Records to use:
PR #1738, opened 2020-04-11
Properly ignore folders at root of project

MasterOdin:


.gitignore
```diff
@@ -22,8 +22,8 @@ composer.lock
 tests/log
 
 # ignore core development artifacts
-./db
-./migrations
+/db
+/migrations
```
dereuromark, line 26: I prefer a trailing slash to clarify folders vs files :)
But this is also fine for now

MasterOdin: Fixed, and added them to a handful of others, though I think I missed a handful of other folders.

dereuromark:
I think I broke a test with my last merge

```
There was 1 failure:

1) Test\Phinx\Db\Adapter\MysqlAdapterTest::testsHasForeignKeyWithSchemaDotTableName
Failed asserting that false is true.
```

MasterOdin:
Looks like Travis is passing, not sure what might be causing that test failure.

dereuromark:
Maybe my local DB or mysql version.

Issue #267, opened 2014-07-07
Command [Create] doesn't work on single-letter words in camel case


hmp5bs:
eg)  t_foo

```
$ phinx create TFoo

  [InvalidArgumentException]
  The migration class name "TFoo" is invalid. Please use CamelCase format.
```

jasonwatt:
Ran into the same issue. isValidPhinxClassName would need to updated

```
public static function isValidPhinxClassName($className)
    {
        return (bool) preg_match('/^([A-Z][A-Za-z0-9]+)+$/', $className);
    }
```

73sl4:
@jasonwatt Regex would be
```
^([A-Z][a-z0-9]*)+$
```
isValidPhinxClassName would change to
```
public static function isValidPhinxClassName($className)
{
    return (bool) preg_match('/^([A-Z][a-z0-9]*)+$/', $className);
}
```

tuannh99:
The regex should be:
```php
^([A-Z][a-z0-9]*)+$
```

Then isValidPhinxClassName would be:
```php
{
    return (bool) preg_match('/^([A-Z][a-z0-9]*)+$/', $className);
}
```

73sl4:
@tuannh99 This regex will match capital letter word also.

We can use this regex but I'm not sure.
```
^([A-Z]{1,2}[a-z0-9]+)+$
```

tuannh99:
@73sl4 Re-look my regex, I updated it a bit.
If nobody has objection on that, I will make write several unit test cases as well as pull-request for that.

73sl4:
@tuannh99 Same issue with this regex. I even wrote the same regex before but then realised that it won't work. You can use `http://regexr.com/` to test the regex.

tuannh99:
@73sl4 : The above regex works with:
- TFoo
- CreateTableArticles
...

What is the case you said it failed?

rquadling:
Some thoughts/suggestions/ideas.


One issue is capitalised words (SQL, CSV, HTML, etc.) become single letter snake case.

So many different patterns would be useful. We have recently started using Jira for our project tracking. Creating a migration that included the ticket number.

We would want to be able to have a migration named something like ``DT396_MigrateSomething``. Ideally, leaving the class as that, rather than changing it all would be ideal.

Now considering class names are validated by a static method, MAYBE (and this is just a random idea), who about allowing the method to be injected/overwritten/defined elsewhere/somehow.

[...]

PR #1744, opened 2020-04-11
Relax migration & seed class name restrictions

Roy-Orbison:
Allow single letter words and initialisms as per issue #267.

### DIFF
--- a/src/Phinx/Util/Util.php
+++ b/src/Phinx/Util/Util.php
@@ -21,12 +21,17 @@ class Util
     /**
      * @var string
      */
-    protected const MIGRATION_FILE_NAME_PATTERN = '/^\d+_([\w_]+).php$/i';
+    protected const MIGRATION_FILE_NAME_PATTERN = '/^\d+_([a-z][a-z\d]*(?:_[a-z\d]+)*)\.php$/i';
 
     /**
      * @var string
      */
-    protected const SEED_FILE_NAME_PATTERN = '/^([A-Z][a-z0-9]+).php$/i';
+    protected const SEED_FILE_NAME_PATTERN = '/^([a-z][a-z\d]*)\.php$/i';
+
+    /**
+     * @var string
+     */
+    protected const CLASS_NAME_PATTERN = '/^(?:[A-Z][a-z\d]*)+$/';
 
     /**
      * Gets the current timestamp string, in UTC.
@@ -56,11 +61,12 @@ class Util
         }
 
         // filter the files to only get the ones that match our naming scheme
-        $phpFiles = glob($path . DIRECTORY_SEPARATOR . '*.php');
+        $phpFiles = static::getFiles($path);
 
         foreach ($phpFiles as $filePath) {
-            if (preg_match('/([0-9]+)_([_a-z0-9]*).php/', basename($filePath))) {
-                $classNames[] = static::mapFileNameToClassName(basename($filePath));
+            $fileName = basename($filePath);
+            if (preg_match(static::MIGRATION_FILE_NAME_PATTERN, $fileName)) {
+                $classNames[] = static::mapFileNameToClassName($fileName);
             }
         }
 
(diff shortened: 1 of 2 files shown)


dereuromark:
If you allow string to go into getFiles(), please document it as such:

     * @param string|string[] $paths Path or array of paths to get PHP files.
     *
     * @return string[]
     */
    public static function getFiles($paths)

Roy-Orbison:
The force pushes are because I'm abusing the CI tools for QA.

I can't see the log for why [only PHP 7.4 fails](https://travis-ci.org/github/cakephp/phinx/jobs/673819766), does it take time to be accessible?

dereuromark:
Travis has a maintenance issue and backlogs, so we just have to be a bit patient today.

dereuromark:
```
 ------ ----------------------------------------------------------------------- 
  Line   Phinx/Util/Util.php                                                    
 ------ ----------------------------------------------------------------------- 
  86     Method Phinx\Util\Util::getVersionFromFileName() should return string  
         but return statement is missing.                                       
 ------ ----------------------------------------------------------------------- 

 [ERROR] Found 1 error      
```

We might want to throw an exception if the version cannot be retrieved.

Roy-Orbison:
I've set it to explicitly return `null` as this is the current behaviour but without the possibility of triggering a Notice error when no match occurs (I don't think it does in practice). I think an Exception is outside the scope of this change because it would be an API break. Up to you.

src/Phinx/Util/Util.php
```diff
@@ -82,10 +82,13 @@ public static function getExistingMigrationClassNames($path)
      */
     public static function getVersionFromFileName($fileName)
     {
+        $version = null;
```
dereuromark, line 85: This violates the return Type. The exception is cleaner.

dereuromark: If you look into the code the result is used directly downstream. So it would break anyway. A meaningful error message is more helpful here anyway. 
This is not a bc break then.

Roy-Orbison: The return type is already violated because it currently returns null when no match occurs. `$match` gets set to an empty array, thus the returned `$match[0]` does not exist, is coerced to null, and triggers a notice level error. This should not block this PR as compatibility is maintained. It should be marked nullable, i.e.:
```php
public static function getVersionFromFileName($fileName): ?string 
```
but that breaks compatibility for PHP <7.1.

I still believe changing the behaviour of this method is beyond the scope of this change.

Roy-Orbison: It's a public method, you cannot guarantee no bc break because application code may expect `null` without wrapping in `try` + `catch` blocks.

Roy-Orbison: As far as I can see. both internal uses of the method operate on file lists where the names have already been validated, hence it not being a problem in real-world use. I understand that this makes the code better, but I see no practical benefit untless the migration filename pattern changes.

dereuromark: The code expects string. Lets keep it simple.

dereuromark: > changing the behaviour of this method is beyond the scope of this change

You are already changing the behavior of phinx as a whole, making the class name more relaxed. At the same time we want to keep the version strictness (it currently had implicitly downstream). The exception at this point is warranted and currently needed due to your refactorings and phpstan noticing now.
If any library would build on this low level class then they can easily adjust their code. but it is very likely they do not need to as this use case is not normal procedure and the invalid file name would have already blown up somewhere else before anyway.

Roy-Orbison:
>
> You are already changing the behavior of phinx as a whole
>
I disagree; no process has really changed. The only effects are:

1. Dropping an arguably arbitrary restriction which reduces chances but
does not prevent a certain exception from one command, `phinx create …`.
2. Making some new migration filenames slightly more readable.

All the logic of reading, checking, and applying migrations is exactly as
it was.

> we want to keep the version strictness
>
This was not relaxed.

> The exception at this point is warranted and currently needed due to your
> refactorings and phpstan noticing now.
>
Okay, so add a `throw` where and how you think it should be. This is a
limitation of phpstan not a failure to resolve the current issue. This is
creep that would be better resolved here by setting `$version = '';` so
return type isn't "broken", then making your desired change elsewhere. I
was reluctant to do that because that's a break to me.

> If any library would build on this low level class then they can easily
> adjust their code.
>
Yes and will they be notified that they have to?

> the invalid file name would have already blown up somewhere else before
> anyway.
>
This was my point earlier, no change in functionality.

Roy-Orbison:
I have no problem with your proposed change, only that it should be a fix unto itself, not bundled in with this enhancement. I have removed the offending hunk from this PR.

Activity: Filter the entries above down to the lines that contain "letter".

Final answer:
Command [Create] doesn't work on single-letter words in camel case
@tuannh99 This regex will match capital letter word also.
One issue is capitalised words (SQL, CSV, HTML, etc.) become single letter snake case.
Allow single letter words and initialisms as per issue #267.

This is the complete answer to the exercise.